Ideal Vacuum Circular Magnetron Sputtering Targets, SILICON NITRIDE- Si3N4 Sputtering Target, 3'' Diameter x 0.125" Thick, 99.5 Percent Purity, Metallic Bonded to a OFHC Copper Backing Plate
Ideal Vacuum Products, LLC.
This product is a circular magnetron SILICON NITRIDE- Si3N4 sputtering target, with a 3'' diameter x 0.125" thickness. It is 99.5% pure, and is metallically bonded to a OFHC (Oxygen-Free High Conductivity) copper backing plate.

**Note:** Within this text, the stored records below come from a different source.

PR #460, opened 2018-06-30
3.4.1: Separate native and displayed image formats; support actual 16-bit native mode again

ivan-mogilko:
Before 3.4.1 AGS had certain issues when running 16-bit games in Direct3D and OpenGL renderers (loss of color hue precision, and something else), and also sometimes software renderer had trouble running in 16-bit display mode on latest Windows systems (where it uses DirectDraw 5 interface).

For 3.4.1 we've made a decision to force all renderers to run in 32-bit display mode always (except for 8-bit games in software mode, but these are very special case anyway), and to convert all game bitmaps to 32-bit ones on load, for simplicity (and for simplier conversion from bitmap to texture).

While the first half of this decision (32-bit display mode) is rational on its own, the second half was a lazy thinking on my part. The problem here is that if the game was developed and scripted as 16-bit, having its resources converted to 32-bit changes the way drawing operations work, although slightly, but causing occasional mistakes and differences, notably when it comes to sprite transparency and scripted raw drawing (since color range is different). Unfortunately, actual bugs were not found until after 3.4.1 was already released.

This pull request suggests different and, I hope, more logical approach to the problem. Instead of converting game resources to the bitness of display mode, it keeps them in native game's color depth (converting varying bitmaps to **game's** bitness when necessary), and hardware-accelerated renderers are taught to correctly convert three main bitmap types (8, 16 and 32 bit) to the 32-bit RGBA texture.

**NOTE 1:** This change mainly affects how 16-bit games work. But my belief is that another big benefit is in keeping native game format clearly separated from the renderer mode.

**NOTE 2:** There may be a difference in how 8-bit games will be rendered with Direct3D and OpenGL with this change. But they did not quite work before, and they still won't quite work, only visual issues may be different.

**PS.** The main problem with running 8-bit games with Direct3D and OpenGL seem to be that the engine cannot correctly tell *when to update the texture*, and large parts of the game may get rendered using uninitialized or non-matching palette (usually this results in parts of the game scene being completely black).

### DIFF
--- a/Engine/ac/draw.cpp
+++ b/Engine/ac/draw.cpp
@@ -207,9 +207,6 @@ void setpal() {
     set_palette_range(palette, 0, 255, 0);
 }
 
-
-#ifdef USE_15BIT_FIX
-
 int _places_r = 3, _places_g = 2, _places_b = 3;
 
 // convert RGB to BGR for strange graphics cards
@@ -238,9 +235,6 @@ Bitmap *convert_16_to_16bgr(Bitmap *tempbl) {
 
     return tempbl;
 }
-#endif
-
-
 
 // PSP: convert 32 bit RGB to BGR.
 Bitmap *convert_32_to_32bgr(Bitmap *tempbl) {
@@ -324,13 +318,11 @@ Bitmap *AdjustBitmapForUseWithDisplayMode(Bitmap* bitmap, bool has_alpha)
         else // else simply convert bitmap
             new_bitmap = BitmapHelper::CreateBitmapCopy(bitmap, game_col_depth);
     }
-#ifdef USE_15BIT_FIX
     // Special case when we must convert 16-bit RGB to BGR
     else if (convert_16bit_bgr == 1 && bmp_col_depth == 16)
     {
         new_bitmap = convert_16_to_16bgr(bitmap);
     }
-#endif
     return new_bitmap;
 }
 
--- a/Engine/ac/draw.cpp
+++ b/Engine/ac/draw.cpp
@@ -221,14 +221,14 @@ Bitmap *convert_16_to_15(Bitmap *iii) {
 
     if (iii->GetColorDepth() > 16) {
         // we want a 32-to-24 conversion
-        Bitmap *tempbl = BitmapHelper::CreateBitmap(iwid,ihit,System_GetColorDepth());
-        if (System_GetColorDepth() < 24) {
+        Bitmap *tempbl = BitmapHelper::CreateBitmap(iwid,ihit,game.GetColorDepth());
+        if (game.GetColorDepth() < 24) {
             // 32-to-16
             tempbl->Blit(iii, 0, 0, 0, 0, iwid, ihit);
             return tempbl;
         }
 
-        GFX_VTABLE *vtable = _get_vtable(System_GetColorDepth());
+        GFX_VTABLE *vtable = _get_vtable(game.GetColorDepth());
         if (vtable == NULL) {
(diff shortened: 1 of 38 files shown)


Engine/ac/draw.cpp
```diff
@@ -210,87 +210,6 @@ void setpal() {
 
 #ifdef USE_15BIT_FIX
```
sonneveld: probably worth getting rid of any use of USe_15BIT_FIX.

sonneveld:
What games were having issues with the 16bit to 32-bit conversion?  Were there scripts that were relying on pixel colour values?

Engine/gfx/ali3dogl.cpp
```diff
@@ -1397,166 +1396,40 @@ void OGLGraphicsDriver::DestroyDDB(IDriverDependantBitmap* bitmap)
...
-    if (y == tile->height)
-    {
-      unsigned int* memPtrLong = (unsigned int*)memPtr;
-      unsigned int* memPtrLong_previous = (unsigned int*)(memPtr - tileWidth * 4);
+    unsigned int* memPtrLong = (unsigned int*)(memPtr + pitch * tile->height);
+    unsigned int* memPtrLong_previous = (unsigned int*)(memPtr + pitch * (tile->height - 1));
 
       for (int x = 0; x < tileWidth; x++)
         memPtrLong[x] = memPtrLong_previous[x] & 0x00FFFFFF;
-
```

We use a very competitive pricing strategy to ensure you receive the highest quality products at the best possible value, giving you both affordability and excellence in every purchase. We offer huge discounts to every customer, customers who place bulk orders will enjoy huge savings. We stock huge quantities of our products to give our customers guaranteed same day shipping after placing an order. This short lead time is loved by all our customers who look to manage their cash flow with quicker turnaround times. Our regular customers can maintain lower inventory levels, decreasing storage costs and minimizing the risk of obsolescence. Buying from Ideal Vacuum means a customer receives their product more quickly, enhancing satisfaction and meeting their urgent needs. This also enables our customers to stay ahead of their competition by quickly adapting to new trends and demands.
SILICON NITRIDE- Si3N4
SILICON NITRIDE- Si3N4, is a versatile material used in thin-film coatings for various applications due to its mechanical, chemical, and optical properties. Here’s a summary of its key characteristics in the context of thin films:
Refractive Index: ~1.9 to 2.0 (at 550 nm), making it a medium-index material often used in multilayer optical coatings.
Optical Properties: Si3N4 has excellent transparency from the visible to the infrared range (~250 nm to 8 µm), making it suitable for anti-reflective coatings, waveguides, and photonics.
Mechanical Properties: It is hard, wear-resistant, and has high thermal stability, making it ideal for coatings that require durability and environmental resistance.
Chemical Stability: Si3N4 is chemically inert and provides good corrosion resistance, which is useful for protective coatings.
Deposition Methods: Si3N4 can be deposited by RF or reactive sputtering (using a silicon target with nitrogen), as well as by PECVD (plasma-enhanced chemical vapor deposition).
Applications: It is commonly used in optical coatings, semiconductor devices, protective coatings, and microelectronics due to its insulating properties and ability to act as a diffusion barrier.
Si3N4 is valued for its combination of optical performance and mechanical strength, making it useful in both functional and protective thin-film coatings.
RF vs DC Sputtering:
RF sputtering is often the preferred method for sputtering pure metallic oxides because they are insulators and RF has an alternating electric field that prevents charge buildup on the target surface. This alternating field reduces the charge accumulation that would otherwise cause arcing in DC sputtering.
Deposition rate:
Lower deposition rate: In RF sputtering, the power transfer to the plasma is less efficient compared to DC, primarily due to the alternating nature of the electric field. This results in a lower deposition rate compared to DC sputtering under equivalent power conditions.
Target Material:
For conductive targets (like titanium in reactive sputtering), DC sputtering has a higher deposition rate. For insulating targets like pure metal oxides, RF sputtering must be used, and deposition rates are typically lower.
Power Levels:
Increasing the power can increase deposition rates in both RF and DC sputtering, but deposition rates still tend to be higher in DC for conductive materials.
Pressure and Gas Flow:
Higher deposition rates can be achieved by optimizing the gas pressure and flow, with different optimal conditions for RF vs. DC.
Notes:
Metallic or elastomer backing plate bonding is recommended for all dielectric target materials because these materials have characteristics which are not amenable to sputtering, such as, brittleness and low thermal conductivity. These targets are most susceptible to thermal shock due to their low thermal conductivity and hence, may require specific power ramp up and ramp down procedures during start up and shut down steps.